Records from a data collection
PR #805, opened 2015-08-12
WIP: Fix #632 to use consistent API

### LINKED ISSUE #632: Newsletter subscriptions broken
Something seems broken on production, where new signups aren't getting added to Mailchimp.

http://growstuff.org/admin/newsletter shows me ~800 newsletter subscribers, but Mailchimp only shows me 500-ish total, with the numbers flattening off around March last year (eep!)

Workaround: before sending a newsletter, use the list at the link above and import it to Mailchimp manually.

To actually fix: need to dig around with the mailchimp API settings, I think :-/  Will probably need quite a bit of manual testing. Ugh.

cesy:
Looking at issue #632 and the comment, either we need to make lots of tricky changes to use the new MailChimp API, or we can lock to the old gibbon version to get it back working for now. I suggest we do this so the newsletter will start working again, and then open a fresh issue to upgrade to latest MailChimp API and gibbon gem together.

### DIFF
--- a/Gemfile
+++ b/Gemfile
@@ -29,7 +29,9 @@ gem 'unicorn'                      # http server
 gem 'pg'
 gem 'figaro'                       # for handling config via ENV variables
 gem 'cancancan', '~> 1.9'          # for checking member privileges
-gem 'gibbon'                       # for Mailchimp newsletter subscriptions
+gem 'gibbon', '=0.4.6'             # for Mailchimp newsletter subscriptions
+# Gibbon >0.5.0 targets MailChimp API 2.0, which is substantially different from API 1.3.
+# Please use Gibbon 0.4.6 if you need to use API 1.3.
 gem 'csv_shaper'                   # CSV export
 gem 'ruby-units'                   # for unit conversion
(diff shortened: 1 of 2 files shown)


cesy:
Okay, that barfed horribly on Travis. Back to the drawing board for more investigation of when and how it broke.

pozorvlak:
I think this broke on Travis because our code was never written to use Gibbon v0.4.6 - we started using it at version 1.0.0, and the `Gibbon::API` module was added sometime between the two.

This further suggests that our problem won't be solved by downgrading to an older API :-(

cesy:
Okay, closing this for now, then, and more ideas needed.

pozorvlak:
Currently pairing on this with @twconquest, and I think we've found the commit where the bug was introduced: https://github.com/Growstuff/growstuff/commit/b86014b04f68c361665f88f3ad7ea9737029d83d. We'll fix this, which should be straightforward, and then look at upgrading to the v3.0 Mailchimp API since the v2.0 one is now deprecated.

PR #806, opened 2015-08-13
Upgrade to ruby 2.1.6 for CVE-2015-1855

CloCkWeRX:
Full detail
https://www.ruby-lang.org/en/news/2015/04/13/ruby-2-1-6-released/

and changelog

http://svn.ruby-lang.org/repos/ruby/tags/v2_1_6/ChangeLog

I don't know how you handle this for production deploys, or if that would entail manual work, but travis seems happy so far.


cesy:
It should all work smoothly and automatically, but we'll watch it carefully as we have a lot of these kinds of complex changes in this release.

Issue #645, opened 2015-01-16
Signup/signin with Twitter, Facebook, etc


Skud:
It would be good if people could signup with Twitter etc -- might make the onboarding process smoother.

jacemonje:
Hi, will do this :)

CloCkWeRX:
How are you traveling with this @jacemonje? Happy to go add various providers if you are a bit stuck

CloCkWeRX:
One of the issues with flickr based signup is the lack of email in the profile API.

https://www.flickr.com/services/api/flickr.people.getInfo.htm

It means that a signup with flickr needs to do SELECT * FROM members WHERE sha1(email) = ? ; but by default I don't think we'd have the postgres crypto (pgcrypto) things enabled.

cesy:
Yeah, I don't think we need sign in with Flickr, just Facebook/Twitter/Google. Flickr is mainly useful to add to an existing account for photos, until we get our own photo hosting.

CloCkWeRX:
Closing.
Flickr isn't what it was, Twitter is declining, Facebook made me annoyed with trying to do an "App review" process on us.

Issue #556, opened 2014-12-12
Connect to Facebook


Skud:
Members should be able to connect their Growstuff account to their Facebook accounts.  This should use OAuth.  The resulting linked accounts should be displayed on the Growstuff member's profile.

CloCkWeRX:
Dupe?

cesy:
This is linking, not necessarily sign-in via Facebook. It allows someone with a Growstuff password to have facebook linked as well, which is a step beyond #645 though both could be done at once.

CloCkWeRX:
This one is now plausible with the above PR, but probably needs a bit more discussion.

We can do the 'add facebook credential' step fairly easily - the existing authentications_controller seems to be 99% there; but we probably want to think about what kind of information we want to read (user location, photos, etc), and if there is any we want to write.

cesy:
I think probably we don't want to read location - better to give members the choice of how granular to specify it for Growstuff separately. Reading photos is a nice feature for the long-term, as it will make adding photos to gardens much easier, but not necessary for MVP. Part of the aim of this eventually is to be able to write - adding optional "Share to Facebook" and "Share to Twitter" buttons whenever you plant or harvest something, and so on.

maco:
Technically, we could have had share buttons ages ago. They can be done
without the API.

cesy:
Is it worth us spinning off a separate issue for them and locking down the
design so we can get them added, then?

CloCkWeRX:
I think it might be. Interestingly, now that #733 is "sorta working", we can probably implement this with plain links by simply rendering an appropriate og:image attribute whenever we have a more accurate picture, and populating an og:title (should already work if there's content_for :title)

CloCkWeRX:
After #811 is bedded down, I'll pick this up and look at UI for 'connect facebook account' - should be fairly straight forward given the existing implementations.

CloCkWeRX:
This should work now, as part of #811 - from the 'apps' member page, you can connect. There's something odd on my local around the routes which is absent in staging, so it'll need testing there + the credential setup... but yeah; should be closable shortly

PR #811, opened 2015-08-21
Add facebook signup

CloCkWeRX:
Partially improves #645 

A number of things remain before its production ready, but I thought it was worth putting up for early review.
 * Decisions about how the 'sign in' and 'sign up' with facebook UI should appear
 * Detailed rspec coverage of the omniauth callback controller (its somewhat hard to do selenium style tests of external oauth providers well)  (solved)
 * Login name generation vs conflicts, what's the best way to avoid? (Generate random and allow login_name to change?) (solved)
 * Decisions around failed login cases - is the error behaviour sufficient?
 * How do we set up the staging/production credentials properly, and who will do that
 * Do we want extra information, like the user location to automate some signup?
 * Do we want to document future work, like "user image from facebook on new signup" in more detail?  (solved)
 * Do we want to automatically accept the ToS? I've assumed yes to get the account created, but is this a critical part of the workflow?  (solved)
 * Do we want to extend the 'integrations' page to allow facebook oauth credentials to be added?' (#556)

signin2
signin


cesy:
I think we want to offer them the auto-generated login_name and let them edit it, highlighting at that point if it's already taken. I think we also want to get them to sign the ToS explicitly.

The screenshot of the sign in link looks fine for UI at the moment - we can discuss separately if we want a button next to sign in, but I prefer this.

I think the default error behaviour is likely to be sufficient, but we should test it.

Credentials for staging will need to be set up on heroku by someone with access (most committers) before we merge this. Production will need to be set up before we deploy there. The way you've designed it with an environment variable looks good, though @pozorvlak should also review.

Extending integrations page is definitely a good idea, yes.

User image from facebook is also a good idea, let's log an issue for that.

app/controllers/omniauth_callbacks_controller.rb
```diff
@@ -0,0 +1,95 @@
...
+    @member_created = false
+
+    auth = request.env['omniauth.auth']
+
+    authentication = Authentication.where(provider: auth.provider, uid: auth.uid).first
+    if authentication && authentication.member.id.present?
+      member = authentication.member
+    end
+
+    member = Member.where(email: auth.info.email).first_or_create do |m|
```
cesy: What happens in the case where this overwrites line 34?

app/controllers/omniauth_callbacks_controller.rb
```diff
@@ -0,0 +1,95 @@
...
+      m.email = auth.info.email
+      m.password = Devise.friendly_token[0,20]
+      m.tos_agreement = true
```
cesy: We should split this out and have a workflow to ask for it specifically, where we can also get them to review and edit the login name to prevent collisions.

app/controllers/omniauth_callbacks_controller.rb
```diff
@@ -0,0 +1,95 @@
...
+      # TODO This has a reasonable chance of collision
+      m.login_name = auth.info.nickname || auth.info.email.split("@").first.gsub(/[^A-Za-z]+/, '_').underscore
+
+      m.skip_confirmation!
```
cesy: Just noting that we should think about this, if we're happy to skip email confirmation since facebook will have already done it, or if we still want to do it. I think I probably agree with the code here that we should skip it. It might be worth adding a comment to remind us of this reasoning in future.

app/controllers/omniauth_callbacks_controller.rb
```diff
@@ -0,0 +1,95 @@
...
+  end
+
+  def create
+    auth = request.env['omniauth.auth']
+    @authentication = nil
+    if auth
+
+      name = ''
+      case auth['provider']
+      when 'twitter'
```
cesy: I like that it looks like an easy future enhancement to allow sign in with twitter as well.

app/controllers/omniauth_callbacks_controller.rb
CloCkWeRX: Doh, meant to be ||=

app/controllers/omniauth_callbacks_controller.rb
CloCkWeRX: It felt really odd with the confirmation in place,  as oauth signup would work but then fail you in the login flow until you confirmed the account.

I agree that the ToS step needs to happen,  and that there is value in confirming the email,  but am less sure about how devise handles it in this step.

app/controllers/omniauth_callbacks_controller.rb
CloCkWeRX: Yeah,  wanted to keep it simple for the first step,  but all of the existing ouath sign ins are a trivial refactor afterwards to hook up to devise :)

CloCkWeRX:
There's now a finish signup flow, and the ToS are no longer accepted by default.

signup

Not sure if I have to do anything special around subscribing a user to the newsletter.

So by dropping the "You must agree to the ToS" validation from the model this possibly upsets the ordinary registration process - I'll have to have a play.

Right now the user isn't compelled to agree, so in theory could signup/login; close the tab, login again and be let in I think, I haven't tested that too much.

To prevent that http://sourcey.com/rails-4-omniauth-using-devise-with-twitter-facebook-and-linkedin/ sugggests adding a before_filter to route a user to the signup completion on just about every action - was a bit daunting.

I think the only remaining piece is dealing with login name conflicts - not sure how best to generate a sufficiently unique id that is human friendly. The complete signup flow does let a user change/edit their login, but if a collision happens during oauth account creation you are out of luck right now.

cesy:
@twconquest and @pozorvlak have just been looking at the mailing list so can comment on that part.

Can we add some logic so that if a collision happens it adds a 1 on the end or something like that?

It's probably worth adding some feature tests for all of this - stubbing facebook API will be a faff but we'll want it in the long run.

CloCkWeRX:
Re the testing, I'd be really keen to split that off to a different issue. I'm assuming that controller style tests are still on the out - if not https://github.com/intridea/omniauth/wiki/Integration-Testing however gives us a bit of a hook there.

If they are, writing a fake oauth server so that the flow works is a fair bit of effort; alternatively writing and maintaining page objects that know about the login UI of each provider tends to lead to some pretty brittle tests (at work, simply dealing with google's UI has seen ~3-4 design revisions in 12 months for google auth flow - repeating for facebook, twitter, flickr, and whatever else we end up adding = :S).

Happy to refactor and push a lot more of this logic into service objects/low level rspec coverage of that, but that's not a pattern really present in the application yet.

CloCkWeRX:
> Can we add some logic so that if a collision happens it adds a 1 on the end or something like that?

I thought about it, but went with 'completely random token' to all but eliminate collisions if we have one in 9564866f6d8bd5ebcf23d12ea61a63d1a2bedeb8.

From a code point of view if we simply added 1 to the end and retried, what sort of limits do we set there? How many attempts is enough to avoid a collision, and what do we do if they are exceeded - prevent the user from signing up?

With the token if there is a collision its a pretty unwieldy login name; but the user is prompted to edit it in the very next step and is more than likely to pick something they prefer.

cesy:
Okay, let's get a second opinion from @pozorvlak or @maco, then.

CloCkWeRX:
Really odd: I started doing the 'connect to Facebook' part of this, but on my local the routes for Flickr, Twitter etc are broken. Staging, they work. Anyone familiar with why this would behave the way it does?

pozorvlak:
Have you generated the necessary API tokens for yourself and added them to `config/application.yml`?

CloCkWeRX:
Yeah, definitely did - got auth working through /member/auth a bit for it, and ran into other problems (no email is provided, so really tricky to set up an account or find an existing member without a bunch more work).

CloCkWeRX:
:/ keep getting distracted from coming up with at least some test coverage of this.

CloCkWeRX:
Basic test coverage is there, but the amount of conditionals under the hood vs the level of testing doesn't feel super right at the moment. Annoyingly, its hard to set up other contexts with the fake signin; so not really too easy to check 'login invalid', 'junk data is handled', etc. Might need to shift the logic out of controller-land and writing lower level tests.

CloCkWeRX:
Tentatively, I think it's done - next round of review?

CloCkWeRX:
Sigh; the feature test is flakey as heck for signup; even through selenium. It's not immediately clear why.

cesy:
Now that we've got the urgent upgrades out the way, it would be great to get this one going again, if you have time?

homu-gs:
:umbrella: The latest upstream changes (presumably #1027) made this pull request unmergeable. Please resolve the merge conflicts.

cesy:
If you're up for it, how about commenting out the flaky test and breaking that out into a separate issue, so we can get this live?

CloCkWeRX:
This is pretty much ready - the TODOs code climate is complaining about are placeholders for future integrations; and the security hole has a check before it to prevent abuse.

cesy:
Okay, this looks good to me. I'll give it 24 hours in case @maco wants a look, but I'm looking forward to getting this on Staging and playing with it. Thank you!

homu-gs:
:umbrella: The latest upstream changes (presumably #1033) made this pull request unmergeable. Please resolve the merge conflicts.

*EXERCISE PROMPT*: Whenever a line above contains "config", copy that line.

*ANSWER*:
 gem 'figaro'                       # for handling config via ENV variables
Have you generated the necessary API tokens for yourself and added them to `config/application.yml`?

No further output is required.